Here are a couple of things I am thankful for:

* I am thankful for my car. Because when I go to start it and the battery is dead (like this morning), we have wonderful neighbors to help me push the car out of the garage, who will hold my snotty baby, and who don't even mention that the door handle is broken and you have to roll down the window to get out.

* I am thankful for my stuffed nose. Because I can't smell anything! Zachariah can toot and Selah Grace can make a big poopy diaper and Brian can walk in like What DIED? and I'm blissfully unaware.

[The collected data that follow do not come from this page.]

PR #254, opened 2026-07-29
feat(security): shared-scope carrier + claim + fail-closed mapping (v0.11 S2, ADR-012 §4b)

arkstack-dev:
Stream A / S2. Implements the ADR-012 amendment landed in #251. Additive throughout — no existing behaviour changes.

## Carrier

`StorageContext` gains `Optional<String> sharedScopeKey()` with a **tenant-private default**, so no existing implementor is forced to change; `ImmutableStorageContext` carries it as a 6th record component.

**Presence is the mode.** There is no visibility enum to reconcile the key against, so `mode=SHARED` with an empty key and `mode=PRIVATE` with a key present are *unrepresentable* rather than merely discouraged — §4b.2's central argument, made structural.

One new constructor invariant: **a shared scope requires an `isolationKey`**, because the write predicate pins `owner = isolationKey` and has nothing to pin to otherwise. This makes `GLOBAL` structurally incapable of carrying one.

`withSharedScope()` composes the dimension onto any existing context rather than adding a shared-scope variant of all seven factories. The axis is orthogonal to physical placement; parameterising every factory would triple the surface *and* imply the two axes are related.

## Claim

`KernelIsolationClaims.SHARED_SCOPE_KEY = "x-exeris-shared-scope"`.

## Mapping — the load-bearing part

A declared shared scope is a **terminal deny** (`EX-SEC-2002`, `shared-scope-unsupported`) in `IdentityStorageMapping.fromClaims`, because no persistence binding implements read-widen / owner-scoped-write yet.

Both alternatives are forbidden by §4b.5:

- resolving it **tenant-private** silently gives the caller less than it asked for
- **honouring** it returns a context claiming visibility that nothing enforces — the S-P0-07 class

When a binding gains the mode, this check becomes *conditional on the deployment* rather than disappearing — so there is never a window in which a declared scope resolves to anything but deny or correct enforcement.

### Documented caveat, deliberately not fixed here

A **wrong-typed** shared-scope claim collapses to absent via `VerifiedClaims.claim()` and yields tenant-private. That is a *narrowing*, not a widening, so it is safe while the enforceable answer is deny anyway — and it stops being safe the moment a binding can honour the claim. At that point type-checking it during validation becomes a driver obligation, exactly as it already is for `ISOLATION_STRATEGY` (#250, #252). Recorded in the mapping's Javadoc so S3 cannot miss it; adding the check now would gate on behaviour that does not exist yet.

## Verification

**New `IdentityStorageMappingTest` pins the mapping at SPI level — nothing did before.** It was reachable only through the Community binding, so a regression in kernel-owned logic would have surfaced as a driver failure rather than being attributed here. 7 cases: strategy fall-through and denies, shared-scope absent/declared, declared-denies-under-every-strategy (proving the orthogonal axis cannot smuggle an unenforceable scope through an otherwise-valid `SEPARATED_SCHEMA`/`DEDICATED` declaration), and blank-is-absent.

Per §9, **both** abstract suites get the contract, because §4a routes every provider through one mapping site and it must hold from both entry surfaces:

- `AbstractSecurityProviderTck.IsolationStrategyContract` — absent-stays-private + declared-denies (6 → 8 cases)
- `AbstractIdentityProviderTck` — same, in `HappyPath` and `FailurePath`

`ImmutableStorageContext` gains cases for the constructor invariant, `GLOBAL` rejection, orthogonal composition across all three strategies, and the interface default.

### Two things checked rather than assumed

1. **Blast radius of the arity change: three call sites, all in one SPI test.** The amendment claimed the migration was contained because everything constructs via factories; that is now confirmed against the compiler, not argued.
2. **`CommunitySecurityProvider` is the thin dispatcher §4a requires** — it selects an `IdentityProvider` from the registry and delegates, so the deny flows through `fromClaims` with no second mapping path. Worth confirming, since the whole amendment rests on there being exactly one mapping site.

`StorageContextBridge` now records that both its derivation paths yield an empty `sharedScopeKey` by construction — system and anonymous requests stay tenant-private with no code to audit for widening.

## Gates

- Full reactor `mvn clean install` — GREEN, nothing skipped
- `mvn pmd:check checkstyle:check` — **0 violations** (run explicitly; `verify` skips PMD)

## Note on merge order

Touches `KernelIsolationClaims` (new constant only, no edits to existing Javadoc blocks) and `AbstractSecurityProviderTck` (new case appended). **#250 and #252 touch the same two files**; conflicts should be trivial, but landing those first is the cleaner order since both are smaller and already reviewed.

Next: S3 — owner-scoped-write RLS in the Community persistence binding, which flips this deny into enforcement.


arkstack-dev:
Rebased onto `development/0.11.0` after #250 / #251 / #252 / #253 landed — force-pushed as \`28f665b3\`, now **MERGEABLE**.

Four conflicts, all additive-vs-additive (both sides appended a factory/case/switch arm): `AbstractSecurityProviderTck`, `CommunitySecurityProviderTckTest`, `CoreSecurityProviderTckTest`, `CoreSecurityProviderFixture`. Resolved by keeping both sides everywhere — nothing was dropped. Confirmed by the resulting counts: `IsolationStrategyContract` runs **9 cases** on both bindings (6 original + 1 from #252 wrong-typed + 2 from this PR). Full reactor `mvn clean install` green, `pmd:check` + `checkstyle:check` 0 violations, re-run after the rebase.

---

## Disposition of the two SonarCloud signals

Both are pre-existing repo-level conditions, not properties of this change. Neither is fixed here; both are worth their own decision.

### "1 New issue" — `java:S2187` — false positive, instance #78 of a systemic pattern

`IdentityStorageMappingTest:37`, BLOCKER, *"Add some tests to this class."* The class does contain tests — 7 of them, all inside JUnit 5 `@Nested` classes (`Strategy`, `SharedScope`), which the rule is not recognising. They run: `Tests run: 7, Failures: 0`.

This is not specific to the new file:

- **77 open `java:S2187` issues already on the main branch** (`api/issues/search?rules=java:S2187` → `total: 77`)
- **103 test classes** under the scanned `src/test` roots use the `@Nested`-only shape with zero top-level `@Test`

It surfaces as a *new* issue here only because the file is new and the rest predate the new-code period. Restructuring this one test to differ from 103 siblings would make it inconsistent with the codebase to satisfy a rule the codebase already disagrees with in 77 places, so I have not done that. The real fix is repo-level — either accept the rule's verdict once in Sonar, or scope an `sonar.issue.ignore` entry for the JUnit-5-nested shape in `sonar-project.properties`. That deletes 77 issues at once and is a policy call, not a PR call.

### "0.0% Coverage on New Code" — the coverage wiring is dead config

Not a statement about this PR's tests. `sonar-project.properties:20` does set

```
sonar.coverage.jacoco.xmlReportPaths=**/target/site/jacoco/jacoco.xml
```

and JaCoCo genuinely produces that XML (root `pom.xml`, `jacoco-report` bound to `verify`, XML+HTML formats, with per-module ratchet minimums). But **no workflow runs a Sonar scanner** — `.github/workflows/` contains `maven`, `codeql`, `dependency-review`, `claude`, `claude-code-review`, and nothing else. Analysis therefore comes from SonarCloud **Automatic Analysis**, which never builds the project, so `target/site/jacoco/jacoco.xml` does not exist when it runs and the import silently no-ops.

Consequence: coverage on new code reads 0.0% on **every** PR and always will, while the properties file reads as though coverage is tracked. Worth knowing before anyone treats that number as a signal. Closing it means adding a scanner step that runs after `verify` — a CI change, out of scope here.

Unrelated minor drift noticed in the same file: `sonar.projectVersion=0.6.0` against a reactor at `0.11.0-SNAPSHOT`.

* I am thankful for Zac's teacher. Because I have the experience to know how to supplement at home to make sure he learns something this year. Because he has made some good friends and has fun in PE and loves telling his jokes at lunch. And maybe I can school her a little on the bible because surely if you've read the bible you would know how to spell his name. And because I'm room mom now, so I guess I have to like her.

* I really am SO SO VERY grateful to be at home with my kids. It's where my heart is. The short period of time I had to put Zachariah in daycare years and years ago were excrutiating for me. Plus I get to take 2, sometimes 3, naps each day.

* I am so thankful that Brian works so hard to be a wonderful provider for us. I know I can go get a Jason's Deli turkey wrap when I'm really sick and I think it's the only thing I might be able to swallow, only to come home and realize I cannot swallow it at all because for some reason, all of a sudden, the sight of lettuce makes me need to vomit, and I end up throwing it away. And we still have some cash left over for Papa Johns.

* I am thankful for rain. Because it made the worms come out. And that's an event around here. And we were able to find 3 really big ones in the short period of time I felt okay, and we've been able to keep them alive in our beach bucket and it has really been so fun for Zachariah.

* I am thankful to be sick. Because I have no fears about whether or not I have miscarried my baby. There is no doubt, I'm very much pregnant. And when the dr can't find the heartbeat, I am 100% certain it's there.

* I am thankful for being labeled a "high risk" pregnancy. Because I get extra ultrasounds and extra double-checking to make sure baby is just fine and normal. And all of SG's doctors have been great with providing information on her to my new doctors, so everyone is on the same page. And weirdly enough, I'm delivering at a different hospital, but the dr who delivered SG is now working there, and she knows exactly what happened at SG's birth, which makes it easier on me (less retelling and she can use all the dr terminology).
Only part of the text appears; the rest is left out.